The climate of Clusone is temperate: in the winter, temperatures can fall to -10 C and in summer may reach a maximum of 30 C.

==History==

The city is of ancient origins, probably dating back to the first settlement of Orobii, which was founded around 1300 BC.

Later, in the Roman period, the village became a center of greater importance in the entire district, including the construction of fortifications. The city's name originates from this period and may come from the Latin word clausus, indicating an enclosed space surrounded by mountains.

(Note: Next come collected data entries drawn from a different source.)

PR #1253, opened 2026-08-07
executors/LEAN4: reduce memory use and increase grace

int-y1:
before:
```
0.521 Testing LEAN4:  Failed self-test
1.111   Attempted:
1.111     lean: /opt/lean/bin/lean
1.112   Errors:
1.112     Traceback (most recent call last):
...
1.112     dmoj.error.CompileError: uncaught exception: failed to locate application
```

after the `isolate.py` fix:
```
0.507 Testing LEAN4:  libc++abi: terminating due to uncaught exception of type lean::exception: failed to create thread                                 
1.414 Failed self-test
1.414   Attempted:
1.414     lean: /opt/lean/bin/lean
1.415   Errors:
1.415     Got unexpected stdout output:
```

after the `LEAN4.py` fix:
```
0.518 Testing LEAN4:  Using /opt/lean/bin/lean
1.563   lean: 4.32.2
```

`LEAN_MAIN_USE_THREAD` and `MIMALLOC_ARENA_RESERVE` reduce the grace needed. `LEAN_NUM_THREADS` reduces the grace for programs that spawn threads (maybe?) (i can't imagine users using multithreading).

the grace is 1gb for the main thread, plus 64mb for mimalloc.

### DIFF
--- a/dmoj/cptbox/isolate.py
+++ b/dmoj/cptbox/isolate.py
@@ -357,9 +357,12 @@ class IsolateTracer(dict):
             file = os.path.join(f'/proc/{debugger.tid}', os.path.relpath(file, '/proc/self'))
             projected = '/' + os.path.normpath(file).lstrip('/')
         elif normalized.startswith(f'/proc/{debugger.tid}/'):
-            # If the child process uses /proc/getpid()/foo, set the normalized path to be /proc/self/foo.
+            # If the child process uses /proc/[tid]/foo, set the normalized path to be /proc/self/foo.
             # Access rules can more easily check /proc/self.
             normalized = os.path.join('/proc/self', os.path.relpath(file, f'/proc/{debugger.tid}'))
+        elif normalized.startswith(f'/proc/{debugger.pid}/'):
+            # Normalize /proc/[pid]/foo to /proc/self/foo. LEAN4 uses this.
+            normalized = os.path.join('/proc/self', os.path.relpath(file, f'/proc/{debugger.pid}'))
         real = os.path.realpath(file)
 
         try:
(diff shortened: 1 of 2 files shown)


kiritofeng:
ok to test

dmoj/cptbox/isolate.py
```diff
@@ -360,6 +360,8 @@ def _access_check(self, debugger: Debugger, file: str, fs_jail: FilesystemPolicy
             # If the child process uses /proc/getpid()/foo, set the normalized path to be /proc/self/foo.
```
kiritofeng: This shouldn't be `/proc/getpid()/foo` but `/prod/gettid()/foo`

dmoj/cptbox/isolate.py
```diff
@@ -360,6 +360,8 @@ def _access_check(self, debugger: Debugger, file: str, fs_jail: FilesystemPolicy
...
             # Access rules can more easily check /proc/self.
             normalized = os.path.join('/proc/self', os.path.relpath(file, f'/proc/{debugger.tid}'))
+        elif normalized.startswith(f'/proc/{debugger.pid}/'):
```
kiritofeng, line 363: Probably want to refactor the comment for the above `tid()` case here (and add the reason we need both checks is because of multi-threaded executors like Lean and these agree for non-multi-threaded)

dmoj/executors/LEAN4.py
```diff
@@ -12,6 +14,8 @@ def main : IO Unit := do
 """
     nproc = -1
     syscalls = ['eventfd2']
+    address_grace = 1088 * 1024
+    data_grace = 1088 * 1024
```
kiritofeng, line 18: I'm assuming these numbers were tested

kiritofeng (approved):
Mostly LGTM; can you just refactor the comments in `isolate.py` a bit?

dmoj/executors/LEAN4.py
int-y1: they're tested, and lowering each one by 20% results in `lean::exception: failed to create thread`

PR #64, opened 2019-04-29
[blink-helpers] Add some more LayoutNG types

cbiesinger:


cbiesinger:
No current plans to do so. The Logical/Physical ones were a special case because they were moved to a more general location.

PR #67, opened 2019-04-30
Move instructional videos out of JsDbg package

sanketj:
The videos are quite large in size and slow down the downloading of JsDbg. They have now been moved out of JsDbg itself, and into a YouTube channel. A new markdown file, VIDEOS.md, is being added herewith that points to each of the videos.


cbiesinger:
Thanks!

PR #70, opened 2019-04-30
Handle failed loads of .js files more gracefully

cbiesinger:
Currently, if a JS file fails to load we hang forever even if
the current page actually doesn't need it. It seems better to
also add an error handler to consider it finished even if it
fails.

This is prompted by me noticing that angletextures.js is not loading
with a 404 error, which I have not debugged yet.


cbiesinger:
The underlying problem will be fixed in https://github.com/MicrosoftEdge/JsDbg/pull/72

PR #72, opened 2019-04-30
[angletextures] Fix capitalization of angletextures.js

cbiesinger:
Otherwise, the JS file fails to load on Linux, which is bad even if
the extension doesn't work there anyway.


sushraja-msft:
Thanks Christian 👍

PR #73, opened 2019-04-30
[gdb] Fix most compiler warnings in GdbDebugger.cs

cbiesinger:


sanketj:
@cbiesinger Could you clarify which compiler you are using and what are the errors?

cbiesinger:
I'm using dotnet core (from https://dotnet.microsoft.com/download); for the code I'm changing here it gives these warnings:
GdbDebugger.cs(510,17): warning CS4014: Because this call is not awaited, execution of the current method continues before the call is completed. Consider applying the 'await' operator to the result of the call. [/usr/local/google/home/cbiesinger/JsDbg/server/JsDbg.Gdb/JsDbg.Gdb.csproj]

sanketj:
Ah okay, I see the same in VS now. Just wanted to make sure this was consistent across compilers.

PR #75, opened 2019-05-01
[gdb] Add debugger messages so the user can see progress

cbiesinger:
Similar to what the Windows implementation outputs.

I also turned off stderr output by default because otherwise
the GDB window gets very crowded with the message output.


sanketj:
Nice! :)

The following centuries saw the end of Roman domination and the subsequent arrival of the Lombards, who were in turn followed by the Franks. The first written document which mentions Clusone dates from 774, in a deed that recorded the grant of the nucleus of the rocca (fortress) by Charlemagne to the monks of Saint Martin of Tours. The fortress grew considerably in medieval times, so as to assume the appearance of a real castle, with walls and towers for defensive purposes. A branch of the noble Aliprandi family of Milan, that assumed the surname Fanzago in place of that original, moved to Clusone at the end of the 14th century.

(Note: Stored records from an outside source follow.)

PR #76, opened 2019-05-01
[gdb] Various logging output improvements

cbiesinger:
- Don't print debugger messages to stderr on Linux, but keep other stderr
  output. Rationale: debugger messages get too verbose because they get
  intermixed with your gdb session, but other stderr output is useful,
  in particular the server URL gets printed to stderr.
- If the server crashes, show a message to the user and reset the jsdbg
  global, so that typing jsdbg again will do the right thing.

### DIFF
--- a/server/JsDbg.Gdb/Program.cs
+++ b/server/JsDbg.Gdb/Program.cs
@@ -22,6 +22,8 @@ namespace JsDbg.Gdb
             PersistentStore persistentStore = new PersistentStore();
 
             using (WebServer webServer = new WebServer(debugger, persistentStore, extensionsDirectory)) {
+                // Turn off printing of debugger messages, because they fill up the gdb console too quick.
+                webServer.PrintDebuggerMessages = false;
                 webServer.LoadExtension("default");
 
                 try {
--- a/server/JsDbg.Core/WebServer.cs
+++ b/server/JsDbg.Core/WebServer.cs
@@ -119,7 +119,8 @@ namespace JsDbg.Core {
             this.debugger = debugger;
             this.debugger.DebuggerChange += (sender, e) => { this.NotifyClientsOfDebuggerChange(e.Status); };
             this.debugger.DebuggerMessage += (sender, message) => {
-                Console.Error.WriteLine(message);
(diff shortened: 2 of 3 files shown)


server/JsDbg.Gdb/Program.cs
```diff
@@ -22,6 +22,8 @@ class Program
             PersistentStore persistentStore = new PersistentStore();
 
             using (WebServer webServer = new WebServer(debugger, persistentStore, extensionsDirectory)) {
+                // Turn off printing of debugger messages, because they fill up the gdb console too quick.
```
sanketj: Is the expectation that the user has to make a code change to get debugger messages? Is there a flag or something that we can pass to JsDbg on launch to make this easier?

cbiesinger: The Web UI shows them (in the progress bar at the bottom)

sanketj: That's true, but I think the console messages will still be useful when debugging the server (especially with WSL). I think it's fine if the messages are off by default, but it would be good to have a convenient way to turn them on.

cbiesinger: (what's WSL?)
For debugging the server, you can turn on the "verbose" option in the python script or through gdb (python JsDbg.jsdbg.verbose=True), which has similar information to the debugger messages but more detail.

sanketj: Windows Subsystem for Linux. I guess setting verbose=True is convenient enough. As long as it captures all the same information, it's fine.

In that case though, is there any value in having the PrintDebuggerMessages member? It looks like it will never be set to true apart from dispose.

cbiesinger: Well I did that so that on Windows those messages will still be printed. I'm not sure I understand your Dispose reference -- it defaults to true and for Gdb it gets set to false.

sanketj: Oh I see...the PrintDebuggerMessages member is in JsDbg.Core. I misread and thought it was GDB specific. My mistake...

The period under the Republic of Venice (from the late 15th century) represented the period of maximum artistic, cultural and commercial development for Clusone. Clusone shared its fate with Venice until the treaty of Campoformio when it joined the Cisalpine Republic. Under the Austrian rule as part of the Lombardy-Venetia, Clusone became the chief city of a district of the province of Bergamo.

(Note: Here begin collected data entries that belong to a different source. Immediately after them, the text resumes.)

PR #84, opened 2019-05-03
[gdb] Fix bugs in GetCallStack and GetSymbolsInStackFrame

### LINKED ISSUE #77: [gdb] DbgObject.locals does not work
Returns an empty array.

Looking at the verbose output, it looks like it works by calling GetCallStack followed by LookupSymbolName, and the latter does not currently work for stack variables

cbiesinger:
Fixes #77

### DIFF
--- a/server/JsDbg.Gdb/GdbDebugger.cs
+++ b/server/JsDbg.Gdb/GdbDebugger.cs
@@ -355,6 +355,7 @@ namespace JsDbg.Gdb {
             while(pythonResult[index] != ']') {
                 // '{%s#%d#%s}' % (self.name, self.symbolResult.pointer, s.symbolResult.type)
                 Debug.Assert(pythonResult[index] == '{');
+                ++index;
 
                 int symEndIndex = pythonResult.IndexOf('}', index);
                 string symString = pythonResult.Substring(index, symEndIndex - index);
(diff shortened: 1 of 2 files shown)


cbiesinger:
I've repurposed this pull request to fix all the issues in GetCallStack and GetSymbolsInStackFrame; they work for me now when I call JsDbg.GetCallStack / JsDbg.LookupLocalsInStackFrame

server/JsDbg.Gdb/GdbDebugger.cs
```diff
@@ -304,11 +304,11 @@ class GdbDebugger : IDebugger {
             // NOTE that quotes can also appear in filenames, but they will be \ escaped
 
             string pythonResult = await this.QueryDebuggerPython(String.Format("GetCallStack({0})", frameCount));
-            
 
             List<SStackFrame> result = new List<SStackFrame>();
 
-            int index = 1; // Skip initial '"' character
```
sanketj: Was this just a bug before or has something changed such that now we don't see the '"' character?

cbiesinger: I'm fairly sure that this is basically the same issue as https://github.com/MicrosoftEdge/JsDbg/pull/21

Maybe @MSLaguana could comment better

MSLaguana: Yeah I think it is the same; probably from when I switched from parsing the gdb mi format to doing everything via python.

On November 12, 1801, it was awarded the title of city. This title was reconfirmed on May 15, 1957, by the Italian Republic.

==Main sights==

- Piazza della Rocca. Until the 19th century, the city was surrounded by walls, and there is documented evidence that in more distant times it was equipped with a fortress which still remains precisely marked out in the Piazza della Rocca.
- Basilica of Santa Maria Assunta (18th century), whose high bell tower is visible from the entire valley.
- Oratorio dei Disciplini. In front of the facade of the basilica is the Oratory of Disciplini, which has a fresco on the facade from the 15th century with the Triumph of Death on top and a macabre dance of great interest in the lower register. Outside of the "Oratorio dei Disciplini" is a fresco of the Triumph of Death painted by Giacomo Borlone de Buschis in 1485. It portrays a triumphant Death, personified as a living skeleton with a cloak and a crown. At her feet are the bodies of a pope and an emperor, surrounded by snakes, frogs and scorpions. She stands on a sepulchre around which figures of a cardinal, a bishop, a king and a philosopher are offering her gifts. She is flanked by two skeletons who fire against other characters at the side, one with a bow and another, on the right, with an early arquebus.
- Town hall, with a façade covered with late-Gothic frescoes and with the clock tower, a work by Pietro Fanzago.
- Church and the Court of Sant'Anna.
- Church of Heaven (15th century), containing a painting by Marco Richiedei, which is located near Piazza Uccelli.
- Church of San Defendente (also from the 15th century).
- Fogaccia Palace, built in the 17th century, with large halls that exhibit valuable paintings (including those of the Clusonesi Carpinoni Domenico and Antonio Cifrondi) and frescoes by the painter Francesco Paglia (between the seventeenth and eighteenth centuries).